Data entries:

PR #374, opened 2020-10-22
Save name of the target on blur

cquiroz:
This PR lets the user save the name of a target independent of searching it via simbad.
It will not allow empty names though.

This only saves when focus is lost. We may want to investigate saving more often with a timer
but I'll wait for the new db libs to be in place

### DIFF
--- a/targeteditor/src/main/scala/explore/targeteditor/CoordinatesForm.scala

Directions:
Repeat back the data above, exact to the last character.

Written response:
PR #374, opened 2020-10-22
Save name of the target on blur

cquiroz:
This PR lets the user save the name of a target independent of searching it via simbad.
It will not allow empty names though.

This only saves when focus is lost. We may want to investigate saving more often with a timer
but I'll wait for the new db libs to be in place

### DIFF
--- a/targeteditor/src/main/scala/explore/targeteditor/CoordinatesForm.scala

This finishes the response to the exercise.